Example two: the first difference between the present embodiment and the specific embodiment is: and step two, optimizing parameters by adopting a Ragwitz criterion.
The specific embodiment is as follows: the alarm root cause searching method based on data driving in the specific embodiment is used for simulating the variable causal relationship of the Flue Gas Desulfurization (FGD) process of a petroleum company, and comprises the following specific steps;
taking the FDG process as an example, selecting the liquid levels of a reaction tank, a water tank 1 and a water tank 2 and the flow rates of pumps 2 and 3 as variables, and respectively recording the variables as y1、y2、y3y4、y53544 groups of data are collected, the data have time stability, and the data are preprocessed;
initializing model parameters, and optimizing the parameters by using a Cao criterion;
step three, calculating TE values and NTE values among variables, and showing in table 1;
TABLE 1
Selecting 0.02 as a threshold value, wherein the information flow direction path based on the standard transformation entropy is shown in FIG. 5;
step four, calculating DTE and NDTE values of the FDG part process, and showing in a table 2;
TABLE 2
If the NDTE value is too small, it is determined that the variables have no direct causal relationship, and the step of obtaining the information flow graph according to the direct transition entropy calculation result is shown in FIG. 6;
step five, obtaining the information flow diagram of the FDG process is shown in FIG. 7.
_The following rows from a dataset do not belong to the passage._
PR #880, opened 2019-06-24
Add support for `CollectionMethod` on Billing resources

remi-stripe:
* Add support for `CollectionMethod` on `Invoice`, `Subscription` and `SubscriptionSchedule`
* Add support for `UnifiedProration` on `InvoiceLine`

r? @brandur-stripe 
cc @stripe/api-libraries

### DIFF
--- a/invoice.go
+++ b/invoice.go
@@ -12,6 +12,7 @@ const (
 )
 
 // InvoiceBilling is the type of billing method for this invoice.
+// This is considered deprecated. Use InvoiceCollectionMethod instead.
 type InvoiceBilling string
 
 // List of values that InvoiceBilling can take.
@@ -44,6 +45,15 @@ const (
 	InvoiceBillingStatusPaid          InvoiceBillingStatus = "paid"
 	InvoiceBillingStatusUncollectible InvoiceBillingStatus = "uncollectible"
 	InvoiceBillingStatusVoid          InvoiceBillingStatus = "void"
+)
+
+// InvoiceCollectionMethod is the type of billing method for this invoice.
+type InvoiceCollectionMethod string
+
+// List of values that InvoiceBilling can take.
+const (
+	InvoiceCollectionMethodChargeAutomatically InvoiceCollectionMethod = "charge_automatically"
+	InvoiceCollectionMethodSendInvoice         InvoiceCollectionMethod = "send_invoice"
 )
 
 // InvoiceUpcomingInvoiceItemPeriodParams represents the period associated with that invoice item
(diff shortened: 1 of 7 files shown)


brandur-stripe:
LGTM Remi.

You're probably aware, but the build is failing because the target version of stripe-mock isn't released yet.

ptal @remi-stripe

remi-stripe:
> You're probably aware, but the build is failing because the target version of stripe-mock isn't released yet.

Yeah I was releasing stripe-mock in parallel but hit a snag and I'm now waiting on a review before I can merge. Should be fixed in a few hours!

invoice.go
```diff
@@ -195,9 +211,9 @@ type Invoice struct {
 	AttemptCount                 int64                    `json:"attempt_count"`
 	Attempted                    bool                     `json:"attempted"`
 	AutoAdvance                  bool                     `json:"auto_advance"`
-	Billing                      InvoiceBilling           `json:"billing"`
 	BillingReason                InvoiceBillingReason     `json:"billing_reason"`
 	Charge                       *Charge                  `json:"charge"`
+	CollectionMethod             *InvoiceCollectionMethod `json:"collection_method"`
```
tucksaun: Any reason to move to a pointer here?
I believe the API is always providing this field and this makes the comparison with `InvoiceCollectionMethodSendInvoice` or  `InvoiceCollectionMethodChargeAutomatically` less smooth.
If you confirm this should have stayed a value I can send a PR.

tucksaun: @remi-stripe makes sense.
Though, what about the change on `Billing`? It was a BC break for people upgrading (that's actually how I spot this issue in the first place).
Do you want to revert this in current version or wait the same way?

remi-stripe: @tucksaun which change on `Billing`? We follow semantic versioning so we make all breaking changes in major versions.

tucksaun: @remi-stripe https://github.com/stripe/stripe-go/pull/880/files#diff-7d99b0ab199591cd498ef67d8e82c4e1L198 became a pointer (https://github.com/stripe/stripe-go/pull/880/files#diff-7d99b0ab199591cd498ef67d8e82c4e1R266) in this PR and released as of `v61.7.0`

remi-stripe: @tucksaun Oh wow, I'm sorry about that. This shouldn't have happened. I was just marking the property as deprecated for a future deprecation and the type should definitely not have changed at that point. That also explains why the other type is a pointer when it should not, because I must have set both incorrectly at the same time.

PR #883, opened 2019-06-27
Add support for the `SetupIntent` resource and APIs

remi-stripe:
r? @brandur-stripe 
cc @stripe/api-libraries

### DIFF
--- a/paymentintent.go
+++ b/paymentintent.go
@@ -7,7 +7,7 @@ import (
 // PaymentIntentCancellationReason is the list of allowed values for the cancelation reason.
 type PaymentIntentCancellationReason string
 
-// List of values that PaymentIntentCaptureMethod can take.
+// List of values that PaymentIntentCancellationReason can take.
 const (
 	PaymentIntentCancellationReasonAbandoned           PaymentIntentCancellationReason = "abandoned"
 	PaymentIntentCancellationReasonAutomatic           PaymentIntentCancellationReason = "automatic"
@@ -54,6 +54,15 @@ type PaymentIntentOffSession string
 const (
 	PaymentIntentOffSessionOneOff    PaymentIntentOffSession = "one_off"
 	PaymentIntentOffSessionRecurring PaymentIntentOffSession = "recurring"
+)
+
+// PaymentIntentSetupFutureUsage is the list of allowed values for SetupFutureUsage.
+type PaymentIntentSetupFutureUsage string
+
+// List of values that PaymentIntentSetupFutureUsage can take.
+const (
+	PaymentIntentSetupFutureUsageOffSession PaymentIntentSetupFutureUsage = "off_session"
+	PaymentIntentSetupFutureUsageOnSession  PaymentIntentSetupFutureUsage = "on_session"
 )
 
 // PaymentIntentStatus is the list of allowed values for the payment intent's status.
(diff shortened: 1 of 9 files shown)


paymentintent.go
```diff
@@ -56,6 +56,15 @@ const (
 	PaymentIntentOffSessionRecurring PaymentIntentOffSession = "recurring"
 )
 
+// PaymentIntentSetupFutureUsage is the list of allowed values for SetupFutureUsage.
+type PaymentIntentSetupFutureUsage string
+
+// List of values that PaymentIntentSetupFutureUsage can take.
+const (
+	PaymentIntentSetupFutureUsageOffSession PaymentIntentSetupFutureUsage = "off_session"
+	PaymentIntentSetupFutureUsageOnSession  PaymentIntentSetupFutureUsage = "on_session"
```
brandur-stripe: I'm sure you're well aware, but: It looks like this is still correct according to current docs, but I thought we'd decided to rename in the end.

setupintent.go
```diff
@@ -0,0 +1,117 @@
...
+	LastSetupError     *Error                   `json:"last_setup_error"`
+	Livemode           bool                     `json:"livemode"`
+	Metadata           map[string]string        `json:"metadata"`
+	NextAction         *PaymentIntentNextAction `json:"next_action"`
+	Object             string                   `json:"object"`
+	OnBehalfOf         *Account                 `json:"on_behalf_of"`
+	PaymentMethod      *PaymentMethod           `json:"payment_method"`
+	PaymentMethodTypes []string                 `json:"payment_method_types"`
+	Status             SetupIntentStatus        `json:"status"`
+	Usage              SetupIntentUsage         `json:"usage"`
```
brandur-stripe: Just flagging that you included `usage` which is marked as a preview feature, but omitted `requested_credentials` and `single_use`. Not sure if that was intentional or not.

setupintent.go
```diff
@@ -0,0 +1,117 @@
...
+// UnmarshalJSON handles deserialization of a SetupIntent.
+// This custom unmarshaling is needed because the resulting
+// property may be an id or the full struct if it was expanded.
+func (p *SetupIntent) UnmarshalJSON(data []byte) error {
+	if id, ok := ParseID(data); ok {
+		p.ID = id
+		return nil
+	}
+
+	type paymentintent SetupIntent
```
brandur-stripe: Maybe rename this to `setupIntent` (I'd use a capitalized "I" in "Intent" probably).

paymentintent.go
remi-stripe: Yes, I thought so too but after all we did not. They gavel-ed the original proposal!

brandur-stripe: Ah, weird. SG though.

setupintent.go
remi-stripe: Confirmed internally that this one is gated by mistake and will ship.

setupintent.go
remi-stripe: fixed

remi-stripe:
@brandur-stripe thanks for catching the issues. PTAL

remi-stripe:
self-approving as I just added a new field `cancellation_reason`.

brandur-stripe:
We found some bad logic in this one — reverted in ec2279d and removed from the 61.8.0 release.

While the above description shows and describes the preferred embodiments of the present invention, it is to be understood that the invention is not limited to the forms disclosed herein, but is not to be construed as excluding other embodiments and is capable of use in various other combinations, modifications, and environments and is capable of changes within the scope of the inventive concept as expressed herein, commensurate with the above teachings, or the skill or knowledge of the relevant art. And that modifications and variations may be effected by those skilled in the art without departing from the spirit and scope of the invention as defined by the appended claims.